U.S. Pat. No. 4,221,590 filed in 1978 uses the same means as those described in U.S. Pat. No. 3,303,019, but with the addition of the step of heating the bottom and the walls of the container. According to this later patent, that partial re-melting step makes it possible to restore equilibrium in respect of the concentration of the small crystals, to improve the levels of performance, and to achieve purification coefficients which are higher than those that are deduced from the partition coefficients. As indicated above, the result was already achieved in the other patents quoted.

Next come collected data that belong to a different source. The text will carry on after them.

PR #397, opened 2017-10-31
use fuzzy compare with SQL float values

malaffoon:


common/src/main/java/org/opentestsystem/rdw/ingest/common/util/MathUtils.java
```diff
@@ -0,0 +1,54 @@
...
+     * Although the database should be storing 23 bits of precision, when it goes through the JDBC
+     * call stack it seems to be rounded aggressively at 6 significant decimal digits.
+     * </p>
+     *
+     * @param v1 value
+     * @param v2 value
+     * @return true if values are the same to SQL float precision
+     */
+    public static boolean isCloseSqlFloat(final double v1, final double v2) {
+        return isClose(v1, v2, 1e-5, 0);
```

However, if we look at FIG. 2 of U.S. Pat. No. 4,221,590, which gives the results of purifying silicon in dependence on the amount of aluminum removed from the crystallization unit, it is found that the improvement over the prior U.S. patent relates in particular to the first 40% of the purified mass, the proportion of which seems to go from 250 ppm to 100 ppm approximately. In contrast, in regard to the remaining 30%, the proportion is substantially the same, in the region of 20 to 30 ppm. It is also stated that very high levels of purity of the order of 3 ppm of Fe are attained, but without specifying the amount of metal on which that result was achieved.
In summary, the two U.S. patents achieve yields and levels of purification inferior to those in the French patent. To the extent that very high levels of purity, higher than those described in the French patent, are achieved, these are accomplished using amounts of metal which are not specified.
To the extent that the complementary means of the three patents make it possible to achieve purification coefficients which are higher than those deduced from the partition coefficients, the part played by the complementary means must be considered. In the French patent, the purified metal is in the form of a compact mass of large crystals containing no, or virtually no, liquid. In contrast, it is stated in U.S. Pat. No. 4,221,590 on the one hand that the deposit of crystals is facilitated by the action of the rammer member which breaks up the massive formations of crystals and, on the other hand, that heating the bottom of the container prevents the liquid phase from congealing on the lower portion thereof. These are details which show that that process involves avoiding the formation of a solid, compact mass and in contrast maintains the presence of an intimate mixture of liquid and crystal.
Therefore, in the two processes concerned, operation is effected using purified masses which are very different in constitution; in the French patent, the mass used is virtually solid and compact, whereas in the U.S. patent the mass used is an intimate and non-compact mixture of solid and liquid.